*** Opening Task inputs ***

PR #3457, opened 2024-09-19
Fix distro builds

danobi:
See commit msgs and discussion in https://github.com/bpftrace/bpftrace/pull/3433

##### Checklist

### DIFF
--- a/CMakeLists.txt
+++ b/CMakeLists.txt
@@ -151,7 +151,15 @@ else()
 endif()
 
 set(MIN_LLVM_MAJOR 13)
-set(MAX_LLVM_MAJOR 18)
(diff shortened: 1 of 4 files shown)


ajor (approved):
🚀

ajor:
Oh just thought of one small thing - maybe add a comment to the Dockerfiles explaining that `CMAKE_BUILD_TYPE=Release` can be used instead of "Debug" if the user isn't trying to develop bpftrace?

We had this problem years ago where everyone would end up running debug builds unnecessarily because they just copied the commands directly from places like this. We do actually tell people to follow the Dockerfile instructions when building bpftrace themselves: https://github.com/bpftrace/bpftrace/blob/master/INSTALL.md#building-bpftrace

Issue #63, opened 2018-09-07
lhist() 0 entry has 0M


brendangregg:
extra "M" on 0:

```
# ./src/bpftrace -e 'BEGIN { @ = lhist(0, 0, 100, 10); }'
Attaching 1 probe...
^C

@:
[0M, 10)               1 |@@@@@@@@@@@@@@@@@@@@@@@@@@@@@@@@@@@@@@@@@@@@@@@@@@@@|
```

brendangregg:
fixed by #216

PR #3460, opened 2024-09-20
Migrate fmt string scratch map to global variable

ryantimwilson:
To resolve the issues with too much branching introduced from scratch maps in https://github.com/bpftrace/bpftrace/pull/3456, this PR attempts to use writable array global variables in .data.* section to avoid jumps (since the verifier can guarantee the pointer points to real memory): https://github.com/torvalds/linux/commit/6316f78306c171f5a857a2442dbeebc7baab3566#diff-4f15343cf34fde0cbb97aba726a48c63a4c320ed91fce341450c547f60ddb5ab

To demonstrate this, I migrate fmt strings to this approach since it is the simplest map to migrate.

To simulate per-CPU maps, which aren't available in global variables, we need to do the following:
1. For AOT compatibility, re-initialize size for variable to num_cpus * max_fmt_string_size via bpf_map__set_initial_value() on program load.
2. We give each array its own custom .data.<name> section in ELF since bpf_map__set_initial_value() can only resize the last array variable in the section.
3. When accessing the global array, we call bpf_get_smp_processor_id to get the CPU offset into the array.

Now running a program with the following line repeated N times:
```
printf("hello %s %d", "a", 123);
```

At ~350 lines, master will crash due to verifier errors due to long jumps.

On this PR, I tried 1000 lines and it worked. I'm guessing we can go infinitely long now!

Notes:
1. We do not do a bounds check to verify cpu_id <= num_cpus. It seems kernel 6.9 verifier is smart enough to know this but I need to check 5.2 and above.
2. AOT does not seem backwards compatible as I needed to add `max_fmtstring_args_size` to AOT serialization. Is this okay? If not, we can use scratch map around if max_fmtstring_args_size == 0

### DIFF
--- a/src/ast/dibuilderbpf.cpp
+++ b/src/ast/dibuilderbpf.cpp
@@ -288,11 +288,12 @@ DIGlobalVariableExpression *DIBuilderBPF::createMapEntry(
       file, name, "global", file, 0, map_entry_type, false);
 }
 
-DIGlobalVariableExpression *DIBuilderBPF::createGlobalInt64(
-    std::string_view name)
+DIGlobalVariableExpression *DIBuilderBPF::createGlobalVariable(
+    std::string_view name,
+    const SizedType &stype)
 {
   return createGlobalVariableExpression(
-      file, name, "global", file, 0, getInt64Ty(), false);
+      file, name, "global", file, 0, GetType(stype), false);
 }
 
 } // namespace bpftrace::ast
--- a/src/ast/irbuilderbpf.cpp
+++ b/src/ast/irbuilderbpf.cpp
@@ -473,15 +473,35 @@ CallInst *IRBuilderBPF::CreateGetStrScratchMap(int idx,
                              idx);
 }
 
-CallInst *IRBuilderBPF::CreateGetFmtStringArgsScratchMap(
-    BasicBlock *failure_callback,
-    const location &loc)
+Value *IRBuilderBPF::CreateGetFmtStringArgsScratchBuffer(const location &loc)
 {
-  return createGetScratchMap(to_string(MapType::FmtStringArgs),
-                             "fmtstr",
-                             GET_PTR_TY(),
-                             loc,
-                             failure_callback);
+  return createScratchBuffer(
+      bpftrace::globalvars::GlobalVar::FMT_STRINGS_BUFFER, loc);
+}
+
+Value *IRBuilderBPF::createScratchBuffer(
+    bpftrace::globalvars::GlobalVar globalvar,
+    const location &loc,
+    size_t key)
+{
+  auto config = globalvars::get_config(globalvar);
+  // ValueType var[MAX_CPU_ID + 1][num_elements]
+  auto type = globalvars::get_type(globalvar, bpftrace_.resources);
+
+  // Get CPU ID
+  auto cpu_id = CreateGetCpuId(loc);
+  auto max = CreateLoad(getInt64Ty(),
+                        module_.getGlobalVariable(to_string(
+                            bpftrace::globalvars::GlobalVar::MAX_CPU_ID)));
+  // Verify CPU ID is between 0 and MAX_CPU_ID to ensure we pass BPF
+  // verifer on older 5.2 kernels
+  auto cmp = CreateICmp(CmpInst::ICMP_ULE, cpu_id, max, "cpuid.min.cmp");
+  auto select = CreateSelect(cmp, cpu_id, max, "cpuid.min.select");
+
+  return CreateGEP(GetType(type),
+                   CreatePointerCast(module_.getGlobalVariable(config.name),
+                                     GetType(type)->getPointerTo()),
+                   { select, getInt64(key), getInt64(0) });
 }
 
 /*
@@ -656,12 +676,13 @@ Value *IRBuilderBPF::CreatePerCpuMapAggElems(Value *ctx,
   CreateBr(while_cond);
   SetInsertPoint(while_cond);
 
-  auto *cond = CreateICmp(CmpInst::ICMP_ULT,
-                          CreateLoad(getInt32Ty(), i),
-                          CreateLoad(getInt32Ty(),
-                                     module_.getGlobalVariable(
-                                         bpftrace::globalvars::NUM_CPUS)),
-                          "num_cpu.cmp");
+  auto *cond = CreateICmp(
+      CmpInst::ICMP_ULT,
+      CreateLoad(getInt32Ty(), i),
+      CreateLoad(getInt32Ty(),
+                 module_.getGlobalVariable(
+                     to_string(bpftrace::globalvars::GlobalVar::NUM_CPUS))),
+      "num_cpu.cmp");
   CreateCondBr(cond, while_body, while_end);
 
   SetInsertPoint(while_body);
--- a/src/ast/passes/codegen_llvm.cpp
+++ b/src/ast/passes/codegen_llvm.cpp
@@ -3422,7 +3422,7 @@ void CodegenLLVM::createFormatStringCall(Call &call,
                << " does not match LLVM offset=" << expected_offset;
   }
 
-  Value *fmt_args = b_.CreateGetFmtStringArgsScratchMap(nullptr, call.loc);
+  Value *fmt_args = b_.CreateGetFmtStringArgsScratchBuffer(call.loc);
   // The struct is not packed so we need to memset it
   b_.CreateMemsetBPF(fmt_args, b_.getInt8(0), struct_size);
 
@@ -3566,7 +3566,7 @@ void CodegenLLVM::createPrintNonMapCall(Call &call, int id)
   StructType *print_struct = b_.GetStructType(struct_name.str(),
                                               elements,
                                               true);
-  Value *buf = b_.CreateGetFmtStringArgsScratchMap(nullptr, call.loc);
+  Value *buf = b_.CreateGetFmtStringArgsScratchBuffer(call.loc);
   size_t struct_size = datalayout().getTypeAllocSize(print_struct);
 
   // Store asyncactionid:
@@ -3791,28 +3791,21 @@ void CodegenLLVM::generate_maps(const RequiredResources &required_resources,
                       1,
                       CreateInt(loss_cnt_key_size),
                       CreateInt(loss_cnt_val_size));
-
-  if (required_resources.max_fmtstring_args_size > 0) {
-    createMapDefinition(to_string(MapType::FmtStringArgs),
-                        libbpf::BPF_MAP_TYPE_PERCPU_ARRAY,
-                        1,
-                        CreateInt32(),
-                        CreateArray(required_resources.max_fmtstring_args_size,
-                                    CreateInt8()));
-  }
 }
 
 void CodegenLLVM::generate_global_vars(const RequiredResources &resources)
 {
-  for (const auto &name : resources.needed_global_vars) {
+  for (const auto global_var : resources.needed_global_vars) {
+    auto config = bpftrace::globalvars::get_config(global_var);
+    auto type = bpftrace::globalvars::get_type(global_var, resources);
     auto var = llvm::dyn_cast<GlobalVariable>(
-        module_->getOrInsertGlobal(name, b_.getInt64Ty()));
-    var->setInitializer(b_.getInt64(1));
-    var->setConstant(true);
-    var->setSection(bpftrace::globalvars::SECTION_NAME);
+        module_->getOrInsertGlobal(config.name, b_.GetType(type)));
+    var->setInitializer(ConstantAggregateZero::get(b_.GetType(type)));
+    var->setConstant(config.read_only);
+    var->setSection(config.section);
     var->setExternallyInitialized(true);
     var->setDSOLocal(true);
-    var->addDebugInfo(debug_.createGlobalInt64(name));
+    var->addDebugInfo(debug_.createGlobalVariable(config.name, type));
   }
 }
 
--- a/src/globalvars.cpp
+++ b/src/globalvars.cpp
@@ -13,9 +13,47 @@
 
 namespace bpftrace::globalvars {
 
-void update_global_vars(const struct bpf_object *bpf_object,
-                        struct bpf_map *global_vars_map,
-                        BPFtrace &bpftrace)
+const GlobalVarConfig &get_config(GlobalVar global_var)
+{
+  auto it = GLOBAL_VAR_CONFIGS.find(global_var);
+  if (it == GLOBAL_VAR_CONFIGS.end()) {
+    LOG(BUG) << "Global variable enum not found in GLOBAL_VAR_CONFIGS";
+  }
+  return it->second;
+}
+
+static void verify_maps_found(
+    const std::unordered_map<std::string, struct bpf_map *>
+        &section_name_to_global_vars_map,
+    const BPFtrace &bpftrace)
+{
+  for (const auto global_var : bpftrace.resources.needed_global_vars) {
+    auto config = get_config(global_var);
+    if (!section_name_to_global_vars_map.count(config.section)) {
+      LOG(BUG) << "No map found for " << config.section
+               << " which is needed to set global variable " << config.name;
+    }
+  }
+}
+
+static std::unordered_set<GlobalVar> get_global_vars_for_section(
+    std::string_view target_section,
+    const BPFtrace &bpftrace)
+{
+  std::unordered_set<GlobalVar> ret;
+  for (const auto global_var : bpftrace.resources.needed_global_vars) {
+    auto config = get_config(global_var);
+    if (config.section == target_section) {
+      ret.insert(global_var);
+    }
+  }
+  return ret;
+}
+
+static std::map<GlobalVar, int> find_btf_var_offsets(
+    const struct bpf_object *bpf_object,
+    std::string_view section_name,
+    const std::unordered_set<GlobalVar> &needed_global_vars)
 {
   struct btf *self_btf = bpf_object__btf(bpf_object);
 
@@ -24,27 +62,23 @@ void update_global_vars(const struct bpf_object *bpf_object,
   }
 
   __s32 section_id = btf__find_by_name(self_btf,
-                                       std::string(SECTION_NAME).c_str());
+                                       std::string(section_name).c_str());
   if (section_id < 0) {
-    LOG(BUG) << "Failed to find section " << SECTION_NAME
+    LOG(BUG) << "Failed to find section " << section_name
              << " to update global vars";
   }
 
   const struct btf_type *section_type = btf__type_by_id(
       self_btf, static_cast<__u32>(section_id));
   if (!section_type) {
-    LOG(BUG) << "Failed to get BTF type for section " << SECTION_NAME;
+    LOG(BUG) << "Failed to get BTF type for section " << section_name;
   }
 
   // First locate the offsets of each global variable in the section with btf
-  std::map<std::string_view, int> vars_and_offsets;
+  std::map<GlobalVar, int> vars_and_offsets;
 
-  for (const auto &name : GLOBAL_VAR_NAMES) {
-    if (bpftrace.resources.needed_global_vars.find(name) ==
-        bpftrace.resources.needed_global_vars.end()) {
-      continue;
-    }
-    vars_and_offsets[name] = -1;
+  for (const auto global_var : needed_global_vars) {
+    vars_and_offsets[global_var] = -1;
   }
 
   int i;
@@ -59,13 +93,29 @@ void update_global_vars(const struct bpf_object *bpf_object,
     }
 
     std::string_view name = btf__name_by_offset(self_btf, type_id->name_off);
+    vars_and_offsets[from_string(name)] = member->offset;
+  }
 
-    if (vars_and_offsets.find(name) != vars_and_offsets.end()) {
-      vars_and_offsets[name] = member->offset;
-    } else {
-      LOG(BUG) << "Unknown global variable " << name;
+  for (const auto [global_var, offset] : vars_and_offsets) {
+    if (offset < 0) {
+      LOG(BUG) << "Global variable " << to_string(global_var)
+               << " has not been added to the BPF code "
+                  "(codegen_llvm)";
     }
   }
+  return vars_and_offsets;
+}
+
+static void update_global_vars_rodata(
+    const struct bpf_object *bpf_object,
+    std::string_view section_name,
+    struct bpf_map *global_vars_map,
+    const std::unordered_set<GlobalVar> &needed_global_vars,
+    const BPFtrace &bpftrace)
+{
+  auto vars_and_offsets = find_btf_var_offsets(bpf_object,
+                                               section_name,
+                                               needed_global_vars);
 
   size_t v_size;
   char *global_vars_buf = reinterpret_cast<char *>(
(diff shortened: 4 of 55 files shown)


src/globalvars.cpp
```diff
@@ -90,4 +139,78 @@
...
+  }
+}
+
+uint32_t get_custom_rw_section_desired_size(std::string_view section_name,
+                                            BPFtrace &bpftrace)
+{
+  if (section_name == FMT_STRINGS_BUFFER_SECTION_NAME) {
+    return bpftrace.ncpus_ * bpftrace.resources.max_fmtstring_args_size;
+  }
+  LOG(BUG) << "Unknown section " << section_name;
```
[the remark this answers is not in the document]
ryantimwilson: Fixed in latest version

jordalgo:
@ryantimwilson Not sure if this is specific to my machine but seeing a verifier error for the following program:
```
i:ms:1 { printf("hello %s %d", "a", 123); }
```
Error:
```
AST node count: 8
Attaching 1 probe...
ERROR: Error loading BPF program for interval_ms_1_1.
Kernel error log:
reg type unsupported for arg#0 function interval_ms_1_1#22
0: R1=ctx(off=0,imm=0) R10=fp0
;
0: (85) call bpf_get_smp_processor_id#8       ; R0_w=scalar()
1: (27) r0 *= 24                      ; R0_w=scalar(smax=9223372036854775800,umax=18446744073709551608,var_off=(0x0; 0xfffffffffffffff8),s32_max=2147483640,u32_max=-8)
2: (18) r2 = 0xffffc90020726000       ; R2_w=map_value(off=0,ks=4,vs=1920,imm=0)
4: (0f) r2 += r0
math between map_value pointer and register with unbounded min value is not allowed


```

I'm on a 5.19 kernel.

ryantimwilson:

*** Closing Task inputs ***

Exercise objective: Please list every line of the records that contains "namespace".

Answer section:
 } // namespace bpftrace::ast
 namespace bpftrace::globalvars {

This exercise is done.